By Kate Kelland
London - They insist they're no superwomen, they have no special powers, and are certainly not pain or adrenaline junkies.
But "freebirthers" choose to go through what some call the most painful and potentially frightening experience of a woman's life with no drugs, no midwife and no medical help.
Delivering their own babies at home, often alone, they dismiss what they say is "fearmongering" by doctors and midwives and confidently catch their offspring as they leave the womb.
"Birthing uses the same hormones as lovemaking - so why would you want anyone poking and prodding you, observing you and putting you under a spotlight?," said Veronika Robinson, an Australian based in Britain who sees growing interest in freebirth among readers of international magazine, "The Mother".
Her comment is echoed by many in online discussion groups about freebirth, where women insist having a baby is as intimate an experience as having sex.
"We were the only people there when she was conceived, and it felt absolutely 100 percent right that we were the only people there when she was born," writes Laura Fields from the United States.
Robinson says medical establishments in Britain and across other westernised nations have for years been "taking something that's natural and making it into a disease", and now, with freebirthing, "women are taking their power back".
Free- or unassisted birth means having a baby with no medical or professional help. In Britain, as in North America, where its popularity is growing, it is legal as long as delivery is not "assisted" by an unqualified partner, friend or husband.
To some, like new mom Janet Sears, the idea of giving birth alone, with no one around to help if things go wrong, is little short of madness: "It's my idea of hell," she said.
But one of its most prominent supporters, Laura Shanley, an author on childbirth, is now mother to four children - all of whom were born at home without the help of doctors or midwives.
Shanley, who lives in Colorado in the United States, says that in essence birth is only problematic because of three main factors - poverty, intervention and fear.
As long as clean water and reasonable living standards are available - as they are to many women in the west - then the task is to eliminate the other two factors and a natural birth will be as safe as it can be.
"As I began to understand how fear affects the body, and that birth is not inherently dangerous provided we don't trigger the fight-flight response and shut down labour, then to me it was natural to want to just trust myself," she said.
"It didn't make sense to me that something that ensures the continuation of the race would be a dangerous and scary event."
Diana Drescher, a Dutch freebirthing enthusiast who lives in Britain and wants a fourth baby with her German partner, agrees.
"We've been giving birth for thousands of years and we're still in this world. If it was that dangerous, we wouldn't be here," she said.
Coming from the Netherlands, where there is a more relaxed attitude to birth, Diana finds British medical authorities far too quick to intervene and is determined to have her next baby here with no professional presence.
She says she will also avoid being in her partner's native Germany where she says freebirth is virtually impossible without fear of the authorities finding out and intervening.
"I do know some people who have had unassisted births in Germany, but they will not talk about it. It's a very close community that does it and they have to be very careful."
Britain's Department of Health frowns on the practice of freebirthing and says every woman should have a midwife.
"The safety of mothers and their babies is our top priority," a spokesperson said. "Midwives are the experts in normal pregnancy and birth and have the skills to refer to and co-ordinate between specialist services.
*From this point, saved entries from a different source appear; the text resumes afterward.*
PR #3392, opened 2023-06-08
[WIP/Prototype]: NewToken component

lukasoppermann:
Describe your changes here.

### Screenshots

### Merge checklist

- [ ] Added/updated tests
- [ ] Tested in Chrome
- [ ] Tested in Firefox
- [ ] Tested in Safari
- [ ] Tested in Edge


mperrotti:
We have a major release coming up. Instead of adding a new token component, we could just modify the existing one.

lukasoppermann:
> We have a major release coming up. Instead of adding a new token component, we could just modify the existing one.

yes, that's the plan. I just want to keep the old stuff around for now, while I am prototyping. 

The goal is to merge this with the current tokens in one way or another.

maximedegreve:
I've noticed that in dark mode the contrast isn't enough for background in some instances. 
For example the purple here.

lukasoppermann:
Not stale

src/Token/NewToken.tsx
```diff
@@ -0,0 +1,177 @@
+import {CSSObject} from '@styled-system/css'
```
langermank, line 1: I think you should move this to the `drafts` directory and call it `IssueLabelToken` since that seems to be the component this would replace

langermank: https://github.com/primer/react/tree/main/src/drafts

src/Token/componentTokens.css
```diff
@@ -0,0 +1,127 @@
+/**/
+[data-color-mode='light'][data-light-theme^='light'],
```
langermank, line 2: Let's just add this to the new Primitives build, I'm not following why you want to avoid doing that? Don't worry about adding it to the old data set, just add it to the new build. I think we can prioritize dotcom for this component since its incredibly product specific, which has access to Primitives CSS variables.

We're working on adding that import to React's Storybook too, it's just slightly complicated. I can try and prioritize that if I have a better sense of your timeline with this PR.

lukasoppermann: I'd love this. The only issue I am having is that we don't know when this is shipped. I am trying to remove interdependencies, so if I add it to v8 I need v8 to be shipped to use it right?

PR #3393, opened 2023-06-09
UnderlineNav2: Remove `selectionVariant` prop from stories and refactor accordingly

broccolinisoup:
Reverting some changes back on `UnderlineNav` that was introduced https://github.com/primer/react/pull/2878

We need to pass `selectionVariant="single"` on  [the ActionList in UnderlineNav](https://github.com/primer/react/blob/main/src/UnderlineNav2/UnderlineNav.tsx#L369) because we call `onSelect` function. If we don't set it, it throws an error when an item is selected ([ActionList ref](https://github.com/primer/react/blob/main/src/ActionList/Selection.tsx#L18))

To be able to hide the `CheckIcon` we can use styling. This is how it was originally done but I took this as an opportunity and update the styling to check a data component rather than relying on the node order in the dom.  

### Screenshots

No visual changes

### Merge checklist

- [ ] Added/updated tests
- [x] Tested in Chrome
- [ ] Tested in Firefox
- [ ] Tested in Safari
- [ ] Tested in Edge

### DIFF
--- a/src/ActionList/Visuals.tsx
+++ b/src/ActionList/Visuals.tsx
@@ -9,6 +9,7 @@ type VisualProps = SxProp & React.HTMLAttributes<HTMLSpanElement>
 export const LeadingVisualContainer: React.FC<React.PropsWithChildren<VisualProps>> = ({sx = {}, ...props}) => {
   return (
     <Box
+      data-component="ActionList.LeadingVisual"
       as="span"
       sx={merge(
         {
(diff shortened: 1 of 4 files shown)


joshblack (approved):

mperrotti (approved):

broccolinisoup:
Because [the PR](https://github.com/primer/react/pull/2878) that introduced the problem that we are addressing here, [is reverted](https://github.com/primer/react/pull/3408) I am closing this PR, and it is already been fixed in the [new draft PR](https://github.com/primer/react/pull/3436) that re-introduces the changes.

Issue #1298, opened 2021-06-11
Update `styled-components` dependencies


dgreif:
I recently updated most of the base-level dependencies (https://github.com/primer/components/pull/1292).  One that I elected to skip was `styled-components`, which has a [major release with big perf improvements](https://medium.com/styled-components/announcing-styled-components-v5-beast-mode-389747abd987).  I tried updating, but most of the snapshots needed to be updated and there were other issues with the tests.  I don't think the changes are actually significantly breaking, but this bump should be handled separate from other dependency bumps so that it gets the proper attention it needs.

moatorres:
Hey @dgreif, 

First of all, thank you for making Primer so awesome! Primer ❤️ 

I've been experimenting with `@primer/components` for the past few days and I've found a weird bug (possibly related to `ThemeProvider` component) that creates unexpected behaviors (screenshot attached). 

In this particular case it's messing with how the styles are applied when switching between color modes. The `selected` `SideNav.Link` and the `color` of all items are "freezing", as well as all `:hover` styles not being applied they should.

### TL;DR

I strongly advise against updating `styled-components` to anything above `5.1.1`. I'd also suggest to change primer's `peerDependencies` as below.

```js
"peerDependencies": {
    "react": "^17.0.0",
    "react-dom": "^17.0.0",
    "styled-components": "4.x || 5.1.x" // or even "^5.1.x"
 }
```

<details><summary>Steps to reproduce</summary>

1. Update `styled-components` in `package.json`
```js
"devDependencies": {
   ...
  "styled-components": "5.2.0" // or any version above
}
```
2. Run `npm run playroom:start`
3. Add the snippet below (from [primer.style](https://primer.style/components/SideNav) examples)
```jsx
<ThemeProvider colorMode="night">
  <SideNav bordered maxWidth={360} aria-label="Main" m={4}>
    <SideNav.Link href="#account">
      <Text>Account</Text>
    </SideNav.Link>
    <SideNav.Link href="#home" selected>
      <Text>Profile</Text>
    </SideNav.Link>
    <SideNav.Link href="#emails">
      <Text>Emails</Text>
    </SideNav.Link>
    <SideNav.Link href="#notifications">
      <Text>Notifications</Text>
    </SideNav.Link>
  </SideNav>
</ThemeProvider>
```
4. Change `colorMode="night"` to `colorMode="day"`
[...]

PR #3397, opened 2023-06-09
Upgrade styled-components to v5

mperrotti:
### Merge checklist

- [x] Added/updated tests
- [x] Tested in Chrome
- [ ] Tested in Firefox
- [ ] Tested in Safari
- [ ] Tested in Edge


src/__tests__/__snapshots__/Box.test.tsx.snap
```diff
@@ -49,6 +49,18 @@ exports[`Box renders margin 3`] = `
...
+
+}
+
+@media screen and (min-width:768px) {
+
+}
+
+@media screen and (min-width:1012px) {
+
+}
```
mperrotti, line 62: Not sure what's causing these to get output

.changeset/proud-rules-develop.md
```diff
@@ -0,0 +1,5 @@
+---
+'@primer/react': patch
```
joshblack, line 2:
```suggestion
'@primer/react': major
```

joshblack (commented):
Looks great to me 🥳 What would the best next steps for this be? Would it be going through and doing a visual inspection to make sure nothing was impacted?

.changeset/proud-rules-develop.md
mperrotti: @joshblack - I didn't realize this was a breaking change. Should I switch the branch to `next-major` and convert from a "draft" PR?

mperrotti:
@joshblack - I already went through a bunch of stuff in Storybook, but maybe we could visually review in dotcom

src/__tests__/__snapshots__/Box.test.tsx.snap
broccolinisoup: Seems like this is a know issue both [for us](https://github.com/primer/react/issues/1298) and for [the community](https://github.com/styled-components/jest-styled-components/issues/276) 

That said since we are moving away from jest snapshots ([ADR reference](https://github.com/primer/react/blob/main/contributor-docs/adrs/adr-011-snapshot-tests.md#decision)), if this is only snapshot issue (seems like it) we might maybe want to start deleting these snapshots? At least we can start with Box maybe? And if needed we can create a test in Playwright. What do you think?

mperrotti:
> if this is only snapshot issue (seems like it) we might maybe want to start deleting these snapshots? At least we can start with Box maybe? And if needed we can create a test in Playwright. What do you think?

@broccolinisoup - I think we can just delete that snapshot

joshblack (approved):
🥳

broccolinisoup:
> > if this is only snapshot issue (seems like it) we might maybe want to start deleting these snapshots? At least we can start with Box maybe? And if needed we can create a test in Playwright. What do you think?
> 
> @broccolinisoup - I think we can just delete that snapshot

I think so too!

broccolinisoup (approved):
🥳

Every woman needs the care of a midwife in labour and birth and those women with more complex pregnancies may need a doctor, too."
And some doctors, as well as some friends and relatives of those who chose to go it alone when they go into labour, are fiercely critical of what they see as a selfish, reckless, even irresponsible approach to childbirth.
"Dr Crippen", a British National Health Service doctor who writes an award-winning blog on the Internet, has reacted angrily to growing interest in freebirth, saying babies born this way should have a right to legal recourse later in life.
He says "giving birth is the most dangerous thing that most woman will do during their life", and argues:
"Does a mother not owe a duty of care to her baby? Should a mother not take reasonable care to protect the baby when she gives birth? And if she does not take reasonable care - and the standard should be objective, not subjective - why should a baby who has sustained avoidable brain damage due to the mother's negligence not take action against his mother?"
If a baby were to die during a freebirth, Dr Crippen argues the mother should be prosecuted for manslaughter.
Mary Siever, a mother of three who lives in Alberta, Canada, said she has experienced the wrath of those around her when they learned she had a baby on her own.
"There are are people who are horrified when they find out that an unassisted birth has taken place," she said.
"I can't claim to know why they feel this way, but my belief is that the majority of them - doctors and health authorities - truly do not think women are intellectually capable of making their own decisions when it comes to birth."